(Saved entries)
PR #179, opened 2018-02-16
Refactor ventilation

buckley-w-david:
Move ventilation into its own module.

### DIFF
--- a/python/src/energuide/extracted_datatypes.py
+++ b/python/src/energuide/extracted_datatypes.py
@@ -1,4 +1,3 @@
-import enum
 import typing
 from energuide import element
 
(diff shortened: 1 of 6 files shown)


python/src/energuide/extracted_datatypes.py
```diff
@@ -109,10 +94,8 @@ class _WaterHeating(typing.NamedTuple):
 
 
 _RSI_MULTIPLIER = 5.678263337
-_CFM_MULTIPLIER = 2.11888
 _FEET_MULTIPLIER = 3.28084
 _FEET_SQUARED_MULTIPLIER = _FEET_MULTIPLIER**2
-_MILLIMETRES_TO_METRES = 1000
```
sastels: `_MILLIMETRES_TO_METRES` was just something that should have been removed before?

buckley-w-david: Yes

__TASK STATEMENT__
Pick out every line above that contains the word "ventilation" and copy it.

__RESPONSE AREA__
Refactor ventilation
Move ventilation into its own module.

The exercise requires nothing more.